Should the Super-Rich Donate Money to Save the World?

Elon Musk responded to critiques from the UN on Twitter, which calls into question his and other philanthropists’ intentions behind donating.

(Cover Photo: Forbes)

On the eve of the UN climate summit COP26, the United Nations World Food Programme (WFP) singled out Elon Musk, CEO of Tesla, saying that “only 2% of his wealth can solve the problem of global hunger”. Musk responded on Twitter, stating that he would sell his stock and donate money “as soon as the United Nations provides an open and transparent accounting of what the donation will actually be used for.” Mr Musk is not a big philanthropist, but he asks bluntly and ironically, whether the rich “giving money” has any direct impactful effect.

Now, in the wake of COVID-19, with the global economy in recession and the wealth gap widening, more people are calling on individuals like Musk to donate money to address society’s urgent needs. It has long been the norm for the super-rich to use philanthropy by means of charities rather than give money directly. However, these philanthropists primarily service themselves by running these charities as private businesses.

Over the past few years, many wealthy individuals from Amazon CEO Jeff Bezos to Facebook CEO Mark Zuckerburg have enthusiastically donated money to various institutions to fund research and supply allocation. However, the act of donating money is actually an atypical norm in the context of COVID-19. For most of the rich, “it is better to teach a man to fish than to give him a fish”, and many competitive, self-sustaining capitalists take this principle to heart, which affects their long-term philanthropic approach.

Looking back in recent years, the super-rich are now responding to the demands of ordinary society for redistribution of wealth by not simply donating money. Instead of directly donating to local charitable organizations, they use a variety of methods, such as management models, operation methods, and fund transfers, in combination with their own efficient business thinking and methods, to attain the most gain from their donation.

Bill Gates, the founder of Microsoft, is considered one of the most influential philanthropists of recent times. He stressed the need to apply the business community management methods to charity work and pay attention to the organic return of philanthropy to achieve the most efficient use of the funds needed to improve society. Gates’s main philanthropic channel, the Bill & Melinda Gates Foundation, addresses problems like public health, disease control, poverty, human trafficking and other issues. Based in Seattle, it is the world’s largest private charitable foundation with $50 billion under management.

However, this philanthropy is another way of managing private companies with free use of funds, and can even utilize its own influence to make impact in public decision-making, in exchange for self-interested political and social capital benefits.

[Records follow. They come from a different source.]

PR #452, opened 2021-01-28
Fix text action set default result not strictly speaking working

hedvigoscar:
### Checklist

### DIFF
--- a/app/src/main/java/com/hedvig/app/ApplicationModule.kt
+++ b/app/src/main/java/com/hedvig/app/ApplicationModule.kt
@@ -32,6 +32,7 @@ import com.hedvig.app.feature.embark.EmbarkViewModel
 import com.hedvig.app.feature.embark.EmbarkViewModelImpl
 import com.hedvig.app.feature.embark.passages.previousinsurer.PreviousInsurerViewModel
 import com.hedvig.app.feature.embark.passages.previousinsurer.PreviousInsurerViewModelImpl
+import com.hedvig.app.feature.embark.passages.textactionset.TextActionSetParameter
 import com.hedvig.app.feature.embark.passages.textactionset.TextActionSetViewModel
 import com.hedvig.app.feature.home.data.HomeRepository
 import com.hedvig.app.feature.home.service.HomeTracker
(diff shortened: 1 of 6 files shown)


app/src/main/java/com/hedvig/app/feature/embark/passages/TextActionSetViewModel.kt
```diff
@@ -8,9 +8,28 @@ class TextActionSetViewModel : ViewModel() {
     private val _isValid = MutableLiveData<HashMap<Int, Boolean>>(hashMapOf())
     val isValid: LiveData<HashMap<Int, Boolean>> = _isValid
 
+    private val _inputs = MutableLiveData<Map<Int, String>>()
+    val inputs: LiveData<Map<Int, String>> = _inputs
+
```
hugokallstrom, line 13: Would it be possible to pass TextActionSetData as constructor parameter to the view model? I know it was difficult with dagger :(

hugokallstrom (approved):

app/src/main/java/com/hedvig/app/feature/embark/passages/TextActionSetViewModel.kt
hedvigoscar: Kind of easy actually: https://insert-koin.io/docs/reference/koin-android/viewmodel#viewmodel-and-injection-parameters

hedvigoscar: Also, I think that use-case is made easier through Hilt 😉

hugokallstrom: Cool! Should be able to pass `parameters: ParametersDefinition` to `Fragment.viewModel()` and then specify the type in the koin module?

hedvigoscar: Yes, there's good potential here, let me investigate 🙂

hedvigoscar: It's glorious!

PR #459, opened 2021-02-03
Market context dependency refactor

hugokallstrom:
- Add MarketManager to avoid dependency on context for tests

### Checklist


app/src/androidTest/java/com/hedvig/app/MarketTest.kt
```diff
@@ -0,0 +1,27 @@
...
+import com.hedvig.app.feature.settings.MarketManager
+import com.hedvig.app.util.KoinMockModuleRule
+import com.kaspersky.kaspresso.testcases.api.testcase.TestCase
+import io.mockk.every
+import io.mockk.mockk
+import org.junit.Before
+import org.junit.Rule
+import org.koin.dsl.module
+
+abstract class MarketTest(val market: Market) : TestCase() {
```
hedvigoscar, line 13: It's probably more appropriate to make this a `Rule`, as they compose better 🙂

app/src/androidTest/java/com/hedvig/app/feature/payment/FreeMonthsCampaignTest.kt
```diff
@@ -60,7 +61,7 @@ class FreeMonthsCampaignTest : TestCase() {
                                 .fragments
                                 .monetaryAmountFragment
                                 .toMonetaryAmount()
-                                .format(context())
+                                .format(context(), Market.SE)
```
hedvigoscar, line 64: I fear that this might be incorrect in cases where the `MarketManager.market` returns something different than `Market.SE`. Perhaps we could have a function that loads the currently loaded market from the `MarketManager`? Given that we're working with test code, it doesn't have to be super-pretty, we can probably even do something like this:

```kotlin
inline fun market() = getKoin().get<MarketManager>().market
```

hedvigoscar (commented):
Looks mostly good, but we could do with a few tweaks to the test code wrt `Market`.

Given how hard this PR has been neglected by me, I can take it upon myself to implement the changes, if you'd like. Wdyt?

hugokallstrom:
> Looks mostly good, but we could do with a few tweaks to the test code wrt `Market`.
> 
> Given how hard this PR has been neglected by me, I can take it upon myself to implement the changes, if you'd like. Wdyt?

No problem, its valuable for me to learn more about testing anyways :) Fixing the comments!

hedvigoscar (approved):
Looks good, approved after formatting the code in the PR with `ktlint` (don't forget 😉 )

PR #460, opened 2021-02-03
HVG-867: Remove facebook sdk

hugokallstrom:
### Checklist


app/src/main/java/com/hedvig/app/feature/offer/OfferTracker.kt
```diff
@@ -26,10 +22,6 @@ class OfferTracker(
     fun userDidSign(price: Double) {
```
hedvigoscar, line 22: Looks like this method might not even be necessary anymore 😬

hedvigoscar: Unless we feel like logging it to mixpanel 🤔 which we might

hedvigoscar (approved):

PR #601, opened 2021-07-07
Offer discount fix

hugokallstrom:
### Checklist

### DIFF
--- a/app/src/main/java/com/hedvig/app/feature/offer/OfferItemsBuilder.kt
+++ b/app/src/main/java/com/hedvig/app/feature/offer/OfferItemsBuilder.kt
@@ -43,7 +43,8 @@ object OfferItemsBuilder {
                     .fragments
                     .monetaryAmountFragment
                     .toMonetaryAmount(),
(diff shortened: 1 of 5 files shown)


app/src/main/java/com/hedvig/app/feature/offer/OfferItemsBuilder.kt
```diff
@@ -43,7 +43,8 @@ object OfferItemsBuilder {
                     .fragments
                     .monetaryAmountFragment
                     .toMonetaryAmount(),
-                incentiveDisplayValue = null,
+                incentiveDisplayValue = data.redeemedCampaigns.mapNotNull { it.fragments.incentiveFragment.displayValue },
+                hasCampaigns = data.redeemedCampaigns.isNotEmpty(),
```
hugokallstrom, line 47: I think this will contain campaign for eg. Norways bundle? If that is the case we should use some other way of showing "Remove discount". I'll investigate.

hedvigoscar (approved):

PR #602, opened 2021-07-08
APP-507: Offer Redesign, Error State

hedvigoscar:
### Checklist


app/src/main/java/com/hedvig/app/feature/offer/usecase/RefreshQuotesUseCase.kt
```diff
@@ -0,0 +1,19 @@
...
+    private val offerRepository: OfferRepository
+) {
+    sealed class Result {
+        object Success : Result()
+        object Error : Result()
+    }
+
+    suspend operator fun invoke(ids: List<String>) = when (offerRepository.refreshOfferQuery(ids).safeQuery()) {
+        is QueryResult.Success -> Result.Success
+        else -> Result.Error
```
hugokallstrom, line 17: We could use the error message from safeQuery if we want more specific messages

hugokallstrom (approved):

PR #605, opened 2021-07-08
APP-563: Show snackbar when approved quote is successful

hugokallstrom:
### Checklist


hedvigoscar:
This thing doesn't really make sense to me - we already have the result screen, and now a snackbar as well? 🤔

hugokallstrom:
> This thing doesn't really make sense to me - we already have the result screen, and now a snackbar as well? 🤔

You are right. Should not be necessary when we show the success screen 😬 I'll ask Hiro!

hedvigoscar:
Should we close this PR? @hugokallstrom

PR #609, opened 2021-07-12
APP-8: Show address result screens

hugokallstrom:
### Checklist


app/src/main/java/com/hedvig/app/feature/offer/ui/checkout/ApproveQuotesUseCase.kt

Such “invisible power” may be more valuable to capitalists than a mere charitable donation.

The Bill and Melinda Gates Foundation, for example, was criticized early on by international organizations such as the World Health Organization (WHO) and various watchdogs for having too much influence in research on diseases such as malaria. Because of the foundation’s strong financial resources, many researchers and scientists will protect their research results due to the foundation’s financial incentive system, which is detrimental to promoting research diversity and distorts the growth space of global medical development.

The same principle can be applied to issues as diverse as education, environmental protection, and equal rights. If the foundation is financially powerful enough to influence research and even policy and legislation in its area of sponsorship, it gains the ultimate power to decide the most profitable time to benefit society.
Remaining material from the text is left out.